Она немного понимала русскую речь. Слова красноармейца дошли до ее сознания откуда-то издалека. Они показались ей странными, каждое слово в отдельности было ясно, но смысл ускользал.
Она продолжала лежать.
— Гражданочка! Вам говорят — пойдемте! — серьезно сказал красноармеец.
Она уловила приказание и стала подниматься. Ей удалось это с трудом, она очень ослабла. Встала и пошатнулась. Если бы не поддержали, красноармейцы, упала бы.
— Куда идти? — прошептала она.
— Очень недалеко, гражданка, — сказал один. — Не заметите, как дойдем.
— Места здесь прямые, не заблудишься, — добавил другой, не то простодушно, не то со скрытым смыслом.
Бойцы не знали, как держаться с этой женщиной. Ее изможденный вид и рубища, в которые она была одета, вызывали невольное сочувствие. С другой стороны, возникало недоверие, как ко всякому неизвестному человеку, оказавшемуся в расположении части.
Заметив, что ей трудно идти, они взяли ее под руки и осторожно повели по дороге. Без их помощи она вряд ли сумела бы дойти.
Так добрались до селения и предстали перед майором, которому и сдали ее, указав, где нашли и в каком состоянии она была.
— Кто вы такая? — спросил майор.
— Играю на скрипке.
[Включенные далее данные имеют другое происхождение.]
Issue #704, opened 2018-01-24
feature request: nowAccessor (or equiv)


ehahn9:
The `timeIndicator` is always placed by `positionTimeIndicator()` at the time corresponding to `new Date()` - e.g. the browser's local time. 99% of the time this is perfect.

... but if you're displaying the calendar in another time zone (e.g. using any of the great ideas from #118), then you also need to adjust (e.g. "fake out") the notion of 'now' to match.

tl;dr - a `nowAccessor` would be lovely.

If I was more confident in my open source manners, I'd submit a PR, but alas, I'm a newb. :-(

ehahn9:
Also would impact the determination of `rbc-today` styling.

... and `nowAccessor` wouldn't really be an accessor insofar as it requires a fn(), and can't take a sting (there's no named property option to reference). So, to keep consistent with the api, maybe `getNow` or `nowGetter` is a more accurate name?

jquense:
Sorry closed accidentally!

ehahn9:
Made some progress on this - might issue a PR shortly (my first ever!). Please accept my apologies if I'm doing any of this incorrectly... Would love some feedback if that's not unreasonable...

I named the property `now`. It can be either a date or (more usefully) a fn which returns a date, since that way the time-indicator bar will correctly poll for changes as it currently does. The default prop value is therefore `() => new Date()`. I created a new `PropType.dateGetter` (which is either `instanceOf(Date)` or `func`). `now` is the only prop using it, tho.

The behavior affects the `.rbc-today` shading, the `.rbc-time-indicator` horizontal line and the behavior of `navigate.TODAY` - all of which get the notion of now (or today) from the new prop.

Turns out it also impacted the calculations for `min`, `max` and `scrollToTime` which were all hardcoded to `new Date()` (they use the new prop, too).

Finally, I changed the `rendering` demo to illustrate a customized `now` fn, but I suspect that's not worth it since it's sort of a trivial api change. Thoughts?

Worth issuing a PR or am I the only person likely to ever use this? (in fairness, I think anyone wanting to display calendars in different time zones will need something like this?).

tobiasandersen:
Hey @ehahn9! This sounds great! 

About the name, I actually think I like your original naming better (i.e. `nowAccessor`). It's more consistent with the rest of the api. Having said that, I think it makes sense if that prop only accepts functions. I don't really see the value of passing just a date, but maybe I'm missing something? It sounds like something that people will do by mistake quite easily.

[...]

PR #707, opened 2018-01-30
nowAccessor to allow control over "current" date/time (#704)

ehahn9:
New, optional, `nowAccessor` prop which accepts a function to return the current (now) time.

This result is used to indicate which days/times are highlighted (.rbc-today and .rbc-time-indicator). It also informs navigation to "today" via `nagivate.TODAY`. Finally, it does impact the `min`, `max` and `scrollToTime`.

The `rendering` example shows usage and a new storyboard is included.


src/Month.js
```diff
@@ -32,7 +32,7 @@ let propTypes = {
   max: PropTypes.instanceOf(Date),
 
   step: PropTypes.number,
-  now: PropTypes.instanceOf(Date),
+  nowAccessor: PropTypes.func.isRequired,
```
jquense: lets move the default up to Calendar, so it doesn't need to be set a bunch of places (like TimeGrid)

src/BackgroundCells.js
```diff
@@ -62,8 +64,10 @@ class BackgroundCells extends React.Component {
       cellWrapperComponent: Wrapper,
       dayPropGetter,
       date: currentDate,
+      nowAccessor,
     } = this.props
     let { selecting, startIdx, endIdx } = this.state
+    let current = get(nowAccessor)
```
jquense: the use of `get` is a bit much for this, since it's a required function, `nowAccesser()` is fine

src/BackgroundCells.js
```diff
@@ -18,6 +19,7 @@ import Selection, { getBoundsForNode, isEvent } from './Selection'
 class BackgroundCells extends React.Component {
   static propTypes = {
     date: PropTypes.instanceOf(Date),
+    nowAccessor: PropTypes.func.isRequired,
```
jquense: i missed a bit of the naming discussion but I think `accessor` is misleading since it's not, its only a function that returns a date. `getNow` sounds a bit more accurate to my ears

src/Calendar.js
```diff
@@ -696,10 +719,19 @@ class Calendar extends React.Component {
...
+      max,
+      scrollToTime,
       length,
       ...props
     } = this.props
 
+    current = current || get(nowAccessor)
+    min = min || dates.startOf(current, 'day')
+    max = max || dates.endOf(current, 'day')
+    scrollToTime = scrollToTime || dates.endOf(current, 'day')
```
jquense: this all seems like logic change? what is the rational for this, I think it makes more sense to leave these empty.

I'm also not sure defaulting to scrolling to the end of a day is a good choice...i wouldn't expect that behavior

src/utils/accessors.js
```diff
@@ -9,6 +17,7 @@ export function accessor(data, field) {
     field in data
   )
     value = data[field]
+  else if (typeof data === 'function' && field === undefined) value = data()
```
jquense: I'd remove this and just call the function directly (see my comment above)

package.json
```diff
@@ -1,5 +1,5 @@
 {
-  "name": "react-big-calendar",
+  "name": "ehahn9-react-big-calendar",
```
jquense: fix

examples/demos/rendering.js
```diff
@@ -20,6 +20,14 @@ function EventAgenda({ event }) {
   )
 }
 
+const customNow = () => {
```
jquense: i don't think we need this addition to the example here?

src/utils/dates.js
```diff
@@ -80,8 +80,8 @@ let dates = {
     return dates.eq(dateA, dateB, 'month')
   },
 
-  isToday(date) {
-    return dates.eq(date, dates.today(), 'day')
+  sameDay(dateA, dateB) {
+    return dates.eq(dateA, dateB, 'day')
```
jquense: i think maybe this is doesn't add a ton of value over using `dates.eq` each time, i'd remove the helper personally

examples/demos/rendering.js
ehahn9: agreed! esp since there's a storyboard. Will drop.

package.json
ehahn9: yeah, my inexperience showing... had to npm publish this branch but will revert the name in the next attempt.

src/BackgroundCells.js
ehahn9: Especially since we're dropping the `get()` semantics. Will rename to `getNow()`

package.json
jquense: you shouldn't need to do anything with npm here :) whatever is on npm is unrelated to what's in the PR here. you can commit a change to your branch and push and it'll update without needing to publish anything

src/Calendar.js
ehahn9: Rationale: the current behavior has `min`, `max` and `scrollToTime` set as `defaultProps` to `new Date()`. I think they all do need to be based on the `getNow()` time. My change of `scrollToTime` is just plain **wrong** - it should have been `startOf(current, 'day')`.

I was just mirroring (well, attempting to :-)) the current behavior using the new accessor instead of the hardwired `new Date()` in the default props.

Having said all of that, I can see an argument for leaving all of this alone - let me give it some more thought so I don't waste anyone's time.

src/Month.js
ehahn9: Sounds right. I was a bit concerned about backward-compatibility with someone using a naked `<TimeGrid>` etc. but that seems YAGNI-ish.

src/utils/dates.js
ehahn9: was copying the `sameMonth` example just above. I agree - will remove. I thought it wise to remove `isToday` (no longer used) since it encourages bad (future) behavior. Agree?

src/Month.js
jquense: yeah, i appreciate you making the most minimal change, though now is a good time to clean up my messy defaults :P

src/utils/dates.js
jquense: 👍

ehahn9:
hope that does it. Thanks for the great feedback and thanks to you & the community for building and enhancing this terrific component! I'm *so* happy to retire `fullCalendar` (and `jQuery`)!

PR #714, opened 2018-02-05
Small stuff

jquense:


jquense:
I tried to check that it all still worked, seemed to not cause issues :thumbsup:

PR #715, opened 2018-02-05
DnD addon: support for custom event components

ehahn9:
I've been trying to use the drag and drop addon with a custom `Event` component. Alas, the addon needs to use its own `ResizeEvent` component and thus overwrites mine.

I have no idea if this PR is useful to anyone else, but I thought I'd submit it just in case in inspires someone more experienced than me to work on this further :-)

This PR changes the behavior to use a HOC (`withEventResizability()`) to compose a new component which effectively wraps any caller-supplied `Event` component. (To mimic the base `Calendar` behavior it wraps a new `TitleComponent` as the default).

I also tried to DRY up the original `ResizeEvent` and `ResizeMonthlyEvent` into a single wrapper which takes a `direction` (horizontal or vertical) to determine where the anchors go, etc.

And I changed a bunch of other gratuitous stuff like adding more docs, using static class props, etc. I also added two new storybooks: one showing drag+resize, the other drag+resize with a custom event component.

Feel free to discard/close this if it isn't useful, but also feel free to put me to work on edits/updates - I'll give it my best shot, time-permitting.

(ps: I know addons aren't really part of react-big-calendar - apologies if I've put this issue in the wrong place).


ehahn9:
apologies - closing this PR and will re-issue once I correct my newb probs with two outstanding PR's.

PR #717, opened 2018-02-06
fix(dayViewLayout): container event check

tobiasandersen:
In response to https://github.com/intljusticemission/react-big-calendar/pull/677#issuecomment-357525261. I think this is what you'd expect...


tobiasandersen:
I'd like to get this in the next release so I'll just merge it right away :)

PR #925, opened 2018-07-29
docs: add header component

### LINKED ISSUE #924: components.header undocumented
_question_

Currently TimeGridHeader makes use of a header component that can be passed from Calendar. https://github.com/intljusticemission/react-big-calendar/blob/d2e02c4bfde41b39ea22db344cbd8b948b17fc8b/src/TimeGridHeader.js#L70

The property is however [not documented](http://intljusticemission.github.io/react-big-calendar/examples/index.html#prop-components). Is this indeed only an implementation detail or meant for actual usage? Currently this seems to be the only way to render a custom header for days in the week view.

eps1lon:
Closes #924 

I added some additional information about where this component is used. Since I'm not familiar with this package this might be incomplete.

### DIFF
--- a/src/Calendar.js
+++ b/src/Calendar.js
@@ -649,6 +649,10 @@ class Calendar extends React.Component {
       eventContainerWrapper: elementType,
       dayWrapper: elementType,
       dateCellWrapper: elementType,
+      /**
+       * component used as a header for each column in the TimeGridHeader
+       */
+      header: elementType,
       timeGutterHeader: elementType,
 
       toolbar: elementType,


src/Calendar.js
```diff
@@ -649,6 +649,10 @@ class Calendar extends React.Component {
       eventContainerWrapper: elementType,
       dayWrapper: elementType,
       dateCellWrapper: elementType,
+      /**
+       * component used as a header for each column in the TimeGridHeader
+       */
+      header: elementType,
```
jquense: actually this is already documented below in the specific views segment of this proptype

eps1lon: I'm not sure I follow. What's holding this PR back?

jquense: The PR isn't needed the header component is already documented here

jquense:
Thanks for the PR, the docs have this covered already it looks like! https://intljusticemission.github.io/react-big-calendar/examples/index.html#prop-components

eps1lon:
It is currently possible however to pass `components={{ header: () => 'GlobalHeader' }}`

Музыкант.
— Как фамилия?
— Ковальская.
— Однофамилица вашей известной скрипачки?
— То я сама, — тихо ответила она.
— Вы — Павла Ковальская! — удивленно поглядел на нее майор. Он был большой любитель музыки и по радио не раз слышал ее игру.
— Пан знает мое имя?
— В Советском Союзе высоко ценят настоящих мастеров искусства, — подчеркнуто оказал майор.
Комок слез подступил ей к горлу, она скомкала платок, который держала в руке, и закрыла рот, боясь разрыдаться.
— Успокойтесь, — сказал майор. — Вы сегодня отдохнете. Я вас помещу вместе с машинистками. А утром отправлю на машине во Львов.
— Меня там арестуют? — недоверчиво взглянула она на него.
— Почему арестуют? Вероятно, как музыкант вы захотите играть на скрипке или, может быть, вам угодно вернуться в Варшаву?
— Нет! Нет! Только не в Варшаву! Прислугой, горничной, но где-нибудь здесь…
Она стояла босая, усталая…
— Извините, пожалуйста, — поднялся майор. — Совсем не подумал… Товарищ Горчаков! — позвал он адъютанта. — Быстро достать, во что одеться гражданке. Вряд ли у нас найдутся туфли, — обратился он к ней, — но сапога и ватник мы вам дадим. Во всяком случае, будет тепло.
Вскоре принесли сапоги, теплые носки, юбку, гимнастерку без петлиц и ватник. Оставили ее одну в комнате.
Она пощупала одежду, взяла ее, примерила, ища зеркало. Его не было. Сделала несколько шагов. Ноги едва передвигались в тяжелых сапогах. «Совсем странно», — подумала она. Ее проводили в комнату машинисток.